Supplied records:
PR #1301, opened 2020-04-24
POWR-2279 events on content and locations with bonus refactoring

joshuami:


web/themes/custom/cloudy/templates/content/location/node--location.html.twig
```diff
@@ -30,5 +30,9 @@
     {% if view_news > 0 %}
       {{ drupal_block('views_block:news_on_content-block_1') }}
     {% endif %}
+    {% set view_events = drupal_block('views_block:events_on_content-block_2')|length %}
```
brittanysmart, line 33: How can we apply a class to the block heading?

joshuami: There are lots of ways, but most of them involve either a custom template per view type or applying the class to every view block. 

This is another example where I would rather target an h2 or h3 using a class on the view's top level div. That could be applied to each view with 2 clicks rather than adding a ton of additional twig templates.

We've really got to get better naming conventions for our views and using what Drupal gives us rather than overriding every template with custom classes from the pattern lab. It truly makes the Drupal side of things extremely messy.

joshuami: Or even better, we could put a class onto the right side region and set the heading sizes and margins for the entire cascade the same way we would set the cascade for body content. 🤔

PR #1322, opened 2020-05-05
Hotfix-25 Re-enable Rules

kxwang:


web/sites/default/config/lightning_core.versions.yml
```diff
@@ -200,7 +200,7 @@ responsive_image: 0.0.0
 rest: 8.6.2
 rh_group: 1.0.0-beta6
 rh_node: 1.0.0-beta4
-rules: 3.0.0-alpha4
+rules: 0.0.0
```
joshuami, line 203: Huh... this might have been part of the issue. 🤔

PR #1323, opened 2020-05-05
POWR-2237 anonymous user redirects for editors and admin screens

joshuami:


joshuami:
yeah... I realized that the subpathauto changes were actually preventing about half the rules from working. It's a regression that few of us realized because we usually come into the site from the homepage rather than links that other editors send us. 🤷 

The nice thing is this actually simplified our rules a bit. 😄

PR #1335, opened 2020-05-12
POWR-2321 Reviewer email follow ups

RichardDavies:


web/modules/custom/portland/portland.module
```diff
@@ -813,123 +803,115 @@ function portland_cron(){
...
+            "</a> . You will be notified of all changes to this content.<p/>". 
+            "<a href=\"".$node->revision_uid->entity->url()."\">".$node->revision_uid->entity->label().
+            "</a> ".$status_message." a new <strong>".$moderation_state_message[$latest_rev->moderation_state->value].
+            "</strong> revision at ".
+            \Drupal::service('date.formatter')->format($node->changed->value, 'custom', 'l Y/n/j g:i A').
+            ".<p/>".$revision_log_output;
+        
+        if ($reviewers == NULL) return;
+        $current_user_email = \Drupal::currentUser()->getAccount()->getEmail();
+        foreach ($reviewers->referencedEntities() as $reviewer) {
```
joshuami, line 853: Could we add a conditional check here to skip the current revision editor from being notified?

RichardDavies: I suppose so, if you want to expand the scope of the story to include this feature.

joshuami: Nice!

PR #1346, opened 2020-05-18
POWR-2305 - Event cloning

jookyg:


web/sites/default/config/lightning_core.versions.yml
```diff
@@ -238,6 +239,7 @@ transliterate_filenames: 1.2.0
 twig_tweak: 2.0.0
 typed_data: 1.0.0-alpha3
 unified_twig_ext: 0.0.0
+unused_modules: 1.0.0
```
joshuami, line 242: @jookyg I think this might have been an artifact from your testing modules. Would you like to remove it?

PR #1370, opened 2020-05-27
POWR-2343 views to manage content owned by multiple groups

jookyg:
* Added views_field_view module
* Created view to display all content with multiple owners (/content/dupe-group)
* Created subquery view to display all owning groups associated with an individual node


joshuami:
Closing this pull request and closing out the multidev. We can reopen if we think we want to merge this at some point.

PR #1372, opened 2020-05-27
POWR-2235a Try out core_views_facets

kxwang:


joshuami:
Closing this PR out as the search facets seem like the more likely approach. Also... noticed this is the wrong branch name, so editing that for the future. 😄

PR #1379, opened 2020-05-30
Global Header/Navbar/Search/Footer

rockymountainhigh1943:
**The multi-dev environment https://powr-2291-portlandor.pantheonsite.io/ contains all of the recent work for the global header/navbar and global footer. Please use this environment to conduct all testing.**

Instructions for testing, as well as the outlined go-live procedures, are located within the story description of https://portland.atlassian.net/browse/POWR-2289


web/themes/custom/cloudy/src/css/_pages.scss
```diff
@@ -39,4 +39,11 @@ h1.homepage-title {
   h3 {
     @include type-style($cloudy-heading-5);
   }
-}
\ No newline at end of file
+}
+
+// Applies sizing to headings in footer.
+.cloudy-footer {
```
joshuami, line 45: @brittanysmart , this is what I was talking about to reduce the number of block overrides. If we avoid applying the `class="h6"` style utility classes, and use a simple cascade. We can style every header in the footer with 4 lines of code rather than adding a block template or a hardcoded header to the page template.

This creates a smaller PR that is much easier to read and let's developers add blocks without having to do theming.

We need to move towards this approach on blocks and fields to make it easier to use Drupal to do what it does best.

PR #1397, opened 2020-06-08
POWR-2425 Fix park finder autocomplete error

kxwang:


joshuami:
Rolled this change back, but I want to return to it at some point, so I'm going to keep the branch after closing.

PR #1408, opened 2020-06-10
POWR-2413 Re-export code/charter/policy

kxwang:


web/sites/default/config/editor.editor.simplified_editor_with_media_embed.yml
```diff
@@ -20,6 +20,7 @@ settings:
             - RemoveFormat
             - Bold
             - Italic
+            - Underline
```
joshuami, line 23: I'm going to remove the UI for underlining. That is a horrible anti-pattern for web pages that would quickly proliferate if all our editors could use it. I'm okay with underlines that are required by code or charter import to come in, but we need to work with the auditor to remove that from the website since it will trick folks into thinking content is links.

PR #2988, opened 2025-01-16
PGOV-1366 Update Drupal Core and modules

kxwang:


composer.json
```diff
@@ -37,19 +37,21 @@
...
             }
         }
-    },
+    ],
     "require": {
         "ext-dom": "*",
         "composer/installers": "^1.10",
         "cweagans/composer-patches": "^1.6",
         "drupal/acquia_connector": "*",
+        "drupal/acquia_telemetry-acquia_telemetry": "1.0.0-alpha6",
```
odensc, line 46: I notice a lot of modules were added to composer.json, is there a reason? Are these subdependencies that needed to be pinned to a specific version?

tests/percy/__tests__/marty.js
```diff
@@ -85,15 +85,11 @@ describe('Marty Member user test', () => {
       expect(text_content).toEqual(expect.stringContaining('Body content'));
       expect(text_content).toEqual(expect.stringContaining('URL redirects'));
 
-      await page.type('#edit-title-0-value', 'Test page');
-      await page.type('#edit-field-summary-0-value', 'Summary for the test page');
-      await page.type('#edit-field-menu-link-text-0-value', 'Test page');
-      await page.evaluate(() => {
-        ck5 = Drupal.CKEditor5Instances.keys().next().value;
```
odensc, line 92: Can these changes be reverted since the CKEditor bug was fixed, or is there another reason for them?

kxwang: The locator() would be a much better way to interact with the page. I only updated this test while trying to debug the failed test and didn't have time to update all tests yet. Let me add a future story.

composer.json
kxwang: These are added by the upgrade to [Lightning_core 6.0](https://www.drupal.org/project/lightning_core/releases/6.0.0). But let me take a look at the version pinning. Should be able to make it more flexible.

kxwang: Most of the new entries are removed. For the remaining ones, I removed the version pinning.

tests/percy/__tests__/marty.js
kxwang: Created PGOV-1389 to update all tests.

composer.json
```diff
@@ -420,7 +415,9 @@
             }
         },
         "drupal-lenient": {
-            "allowed-list": ["drupal/ckeditor_acr"]
+            "allowed-list": [
+                "drupal/ckeditor_acr"
```
odensc, line 419: I believe this `drupal-lenient` block can be removed and the `mglaman/composer-drupal-lenient` plugin be uninstalled, since we don't need it for `ckeditor_acr` anymore. It allowed installing modules that had a lower drupal version dependency than the one currently installed, but we don't need it for CKEditor 4 anymore.

composer.json
```diff
@@ -376,7 +370,8 @@
             "web/libraries/{$name}": [
                 "type:drupal-library",
                 "type:bower-asset",
-                "type:npm-asset"
+                "type:npm-asset",
+                "enyo/dropzone"
```
odensc, line 374: I think this line can be removed as well since that module is no longer installed.

composer.json
kxwang: Excellent catch! I also removed the module "mglaman/composer-drupal-lenient" as ckeditor_acr appears to be the only one requires it.

composer.json
kxwang: Removed

odensc (approved):

PR #3025, opened 2025-03-06
PGOV-1412 add views plugin to show editoria11y results count in My Content

odensc:
…ntent

### DIFF
--- a/web/modules/custom/portland/src/Plugin/views/field/NodeEditoria11yResults.php
+++ b/web/modules/custom/portland/src/Plugin/views/field/NodeEditoria11yResults.php
@@ -1,0 +1,68 @@
+<?php
+
+namespace Drupal\portland\Plugin\views\field;
+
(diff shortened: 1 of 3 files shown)


web/modules/custom/portland/src/Plugin/views/field/NodeEditoria11yResults.php
```diff
@@ -0,0 +1,68 @@
...
+    $join_table_alias = $this->query->addTable('editoria11y_results', $this->relationship, $join);
+
+    $this->field_alias = $this->query->addField($join_table_alias, 'page_result_count', NULL);
+  }
+
+  /**
+   * {@inheritdoc}
+   */
+  public function render(ResultRow $rows) {
+    return $rows->{$this->field_alias} ?? 0;
```
kxwang, line 66: Is it possible to different the case that the count is 0 vs the row doesn't exist? So we can give the editor some hint that some content has never been checked for A11Y.

kxwang (approved):

PR #3073, opened 2025-04-21
PGOV-1469 Use GitHub Releases to track deployments

kxwang:


.github/workflows/deploy-to-test-and-live.yml
```diff
@@ -0,0 +1,78 @@
...
+
+      - name: Setup PHP
+        uses: shivammathur/setup-php@v2
+        with:
+          php-version: "7.4"
+
+      - name: Install Terminus
+        uses: pantheon-systems/terminus-github-actions@v1
+        with:
+          pantheon-machine-token: ${{ secrets.PANTHEON_MACHINE_TOKEN }}
```
RichardDavies, line 30: Where are these secrets stored?

.github/workflows/deploy-to-test-and-live.yml
```diff
@@ -0,0 +1,78 @@
...
+          disable-cache: true
+
+      - name: Prepare deployment message
+        run: |
+          RELEASE_BODY=$(echo "${{ github.event.release.body }}")
+          echo "DEPLOY_TEST_MESSAGE<<EOF" >> $GITHUB_ENV
+          echo "$RELEASE_BODY" >> $GITHUB_ENV
+          echo "EOF" >> $GITHUB_ENV
```
RichardDavies, line 38: What is $GITHUB_ENV used for?

.github/workflows/deploy-to-test-and-live.yml
```diff
@@ -0,0 +1,78 @@
...
+
+      - name: Trigger Test Deploy
+        run: |          
+          terminus env:deploy ${{ secrets.PANTHEON_SITE_NAME }}.test --note "${{ env.DEPLOY_TEST_MESSAGE }}"
+
+  deploy-to-live:
+    environment: Live # This environment requries manual approval
```
RichardDavies, line 45: Is there something in this YML config that makes the deploy to live require manual approval, or is that configured elsewhere?

.github/workflows/deploy-to-test-and-live.yml
```diff
@@ -0,0 +1,78 @@
...
+      - name: Prepare deployment message
+        run: |
+          RELEASE_BODY=$(echo "${{ github.event.release.body }}")
+          echo "DEPLOY_TEST_MESSAGE<<EOF" >> $GITHUB_ENV
+          echo "$RELEASE_BODY" >> $GITHUB_ENV
+          echo "EOF" >> $GITHUB_ENV
+
+      - name: Deploy to Live
+        run: |
+          terminus env:deploy ${{ secrets.PANTHEON_SITE_NAME }}.live --note "${{ env.DEPLOY_TEST_MESSAGE }}"
```
RichardDavies, line 78: Unless I'm missing something, the two jobs in this file are identical except for this last line. Can you restructure it somehow to reduce the duplication and share the identical config between the two jobs? Something like the `<<: *build_and_deploy` we're using the CircleCI config.yml to share common config?

RichardDavies (commented):
I have some questions to help me better understand how this works.

.github/workflows/deploy-to-test-and-live.yml
kxwang: Set at https://github.com/eGovPDX/portlandor/settings/secrets/actions

.github/workflows/deploy-to-test-and-live.yml
kxwang: It appears to be [a temp file](https://docs.github.com/en/actions/writing-workflows/choosing-what-your-workflow-does/workflow-commands-for-github-actions#setting-an-environment-variable) when the job runs. This allows environment variables to be shared across steps.

.github/workflows/deploy-to-test-and-live.yml
kxwang: Configured as [reviewers the environment Live](https://github.com/eGovPDX/portlandor/settings/environments/6367566890/edit). This is the only part that's not tested because I was using public-alerts as the test bed but that repo is not public. Only public repo's can have reviewers for our GitHub plan.

.github/workflows/deploy-to-test-and-live.yml
kxwang: I tried to use "[composite action](https://docs.github.com/en/actions/sharing-automations/avoiding-duplication)" but it can't use secrets. Additionally, each job has to have its own "checkout" step which leaves only two common steps that are sandwiched between other steps that can't be shared.

RichardDavies: The checkout steps both look identical to me. I think you could probably use something like the `<<: *build_and_deploy` we're using in the CircleCI config.yml to define and insert a common block of config. See also  https://stackoverflow.com/questions/41063361/what-is-the-double-left-arrow-syntax-in-yaml-called-and-wheres-it-specifi

kxwang: Thanks! I didn't know this is a YAML feature called anchors. It looks like GitHub Actions doesn't support YAML anchor yet. It's currently [being promised for the second half of 2025](https://github.com/actions/runner/issues/1182).

RichardDavies: Oh okay. I hoped they supported that since it's a standard YAML feature. I guess we can update the action when they add support for that feature.

RichardDavies (approved):

PR #3082, opened 2025-04-29
PGOV-1543 Track AI and bot traffic with Dark Visitors

RichardDavies:


web/themes/custom/cloudy/cloudy.theme
```diff
@@ -87,8 +90,56 @@ function cloudy_preprocess_page(&$variables) {
...
+  unset($headers['proxy-authorization']);
+  unset($headers['x-csrf-token']);
+  $json = [
+    'request_path' => \Drupal::request()->getUri(),
+    'request_method' => \Drupal::request()->getMethod(),
+    'request_headers' => $headers,
+  ];
+  $auth_token = readSecretKey('darkvisitors');
+  try {
+    $response = \Drupal::httpClient()->post($url, [
```
kxwang, line 110: No a show stopper but this line would add a synchronous HTTP call to another server on each page that's not cached. I tried an experiment: in the latest FireFox, for an authenticated user with browser cache enabled, the homepage load time is 1000-1200ms on Dev and 1400-1600ms on PGOV-1543.
We may want to convert this into an async call. Or we can queue up the call and let a queue worker handle it in batch. If we are only testing this service, we can also deploy this code first and make fixes if we receive complaints.

RichardDavies: Yeah, I'd thought about making it an async call, but wasn't sure how to do that in PHP. Do you know how to do it?

kxwang: I've never tried it myself. :) But [the Guzzle documentation](https://docs.guzzlephp.org/en/stable/quickstart.html#async-requests) shows that postAsync() is available. The callback can be used to log any errors.

RichardDavies: After some trial and error, and more research, it seems like an async request in PHP is much harder than it appears. Guzzle's async requests don't actually appear to be asynchronous: 
https://github.com/guzzle/guzzle/issues/1127 
https://stackoverflow.com/questions/46015529/guzzle-async-requests-not-really-async

According to [AI](https://www.perplexity.ai/search/show-me-how-to-send-an-async-h-hkYrF0_2Q0aMR5.EOq5r1Q#3):

> Guzzle's async requests are "asynchronous" in the sense that they use non-blocking I/O under the hood (via cURL's multi interface) and let you manage multiple HTTP requests concurrently within a single PHP process. However, PHP itself is single-threaded and request-based, so your main code will only continue running until you either explicitly wait on the promise (with $promise->wait()) or your script ends. If you don't wait, the request may not be sent at all.

There isn't a native way to do a "fire and forget" background HTTP request in PHP. So unfortunately, it looks like we're stuck with a slight performance penalty if we choose to use this.

kxwang: Thanks for the research. It's too bad that PHP has this limitation.

kxwang (approved):

PR #3128, opened 2025-06-27
PGOV-1683 Make updated news appear as a new item in RSS feed

RichardDavies:


web/sites/default/config/views.view.news_index.yml
```diff
@@ -419,6 +419,126 @@ display:
...
+            use_highlighting: false
+            multi_type: separator
+            multi_separator: ', '
+        nothing:
+          id: nothing
+          table: views
+          field: nothing
+          relationship: none
+          group_type: group
+          admin_label: ''
```
kxwang, line 499: A small suggestion: add an administrative title to this Custom Text field would help us identify its purpose easily in the future.

RichardDavies: There is already a custom field label, two lines below this comment in the 'label' field.

PR #3147, opened 2025-07-16
PGOV-1668 Modify accordion headings to maintain heading hierarchy in the page

kxwang:


web/sites/default/config/filter.format.full_html.yml
```diff
@@ -62,14 +68,14 @@ filters:
...
...-right text-align-justify"> <h4 id class="text-align-left text-align-center text-align-right text-align-justify"> <h5 id class="text-align-left text-align-center text-align-right text-align-justify"> <h6 id class="text-align-left text-align-center text-align-right text-align-justify"> <a class="btn-cta btn-cta-outline nav-link active" hreflang href data-entity-type data-entity-uuid data-entity-substitution> <ol class="code-list code-section-list" type start> <ul class="checkbox-list nav nav-group-menu" type> <cite> <address> <drupal-entity data-aspect-ratio data-alt-link-text data-align data-start-cue alt title data-caption data-entity-embed-display data-entity-embed-display-settings data-view-mode data-entity-uuid data-langcode data-embed-button="audio_video_browser document_browser image_browser insert_content_fragment insert_iframe map_browser" data-entity-type="media node"> <img alt src> <blockquote cite> <li class="nav-item"> <strong> <em> <code class="language-*"> <pre class="text-align-left text-align-center text-align-right text-align-justify"> <s> <sub> <sup> <hr> <table> <tr> <td rowspan colspan> <th rowspan colspan> <thead> <tbody> <tfoot> <caption> <dl class> <dt> <dd>'
```
kxwang, line 71: For the reviewer: I'm not sure why `<li class="code-alpha-fix code-alpha3-fix nav-item">` is changed into `<li class="nav-item">`. The only config change is to add the custom accordion heading filter.

web/modules/custom/portland/src/Plugin/Filter/FilterAccordionHeadings.php
```diff
@@ -0,0 +1,113 @@
...
+   */
+  public function process($text, $langcode)
+  {
+    $result = new FilterProcessResult($text);
+
+    $dom = Html::load($text);
+    $xpath = new \DOMXPath($dom);
+
+    // Find all headings h1 to h6 and store them in a flat array.
+    $headings = [];
```
odensc, line 32: I think we could remove this for loop and the `isWIthinAccordionPanel` method, instead using the XPath query to make sure it's not a child of a panel:

```
// Find all headings h1 to h6 and store them in a flat array. Skips headings within accordion panels.
$headings = $xpath->query('(//h1 | //h2 | //h3 | //h4 | //h5 | //h6)[not(ancestor::*[@data-aria-accordion-panel])]');
```

I tested this and it appears to work the same and cleans up the code a bit.

web/modules/custom/portland/src/Plugin/Filter/FilterAccordionHeadings.php
```diff
@@ -0,0 +1,113 @@
...
+ */
+class FilterAccordionHeadings extends FilterBase
+{
+  /**
+   * {@inheritdoc}
+   */
+  public function process($text, $langcode)
+  {
+    $result = new FilterProcessResult($text);
+
```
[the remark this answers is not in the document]
kxwang: Good suggestion! A check is added.

web/modules/custom/portland/src/Plugin/Filter/FilterAccordionHeadings.php
kxwang: Nice! I'm not familiar with XPath. Glad to see the selector is so powerful. Fixed according to the feedback.

odensc (approved):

Requirement: In the data above, find each line that uses the string "point". Copy it.

Output:
Closing this pull request and closing out the multidev. We can reopen if we think we want to merge this at some point.
Rolled this change back, but I want to return to it at some point, so I'm going to keep the branch after closing.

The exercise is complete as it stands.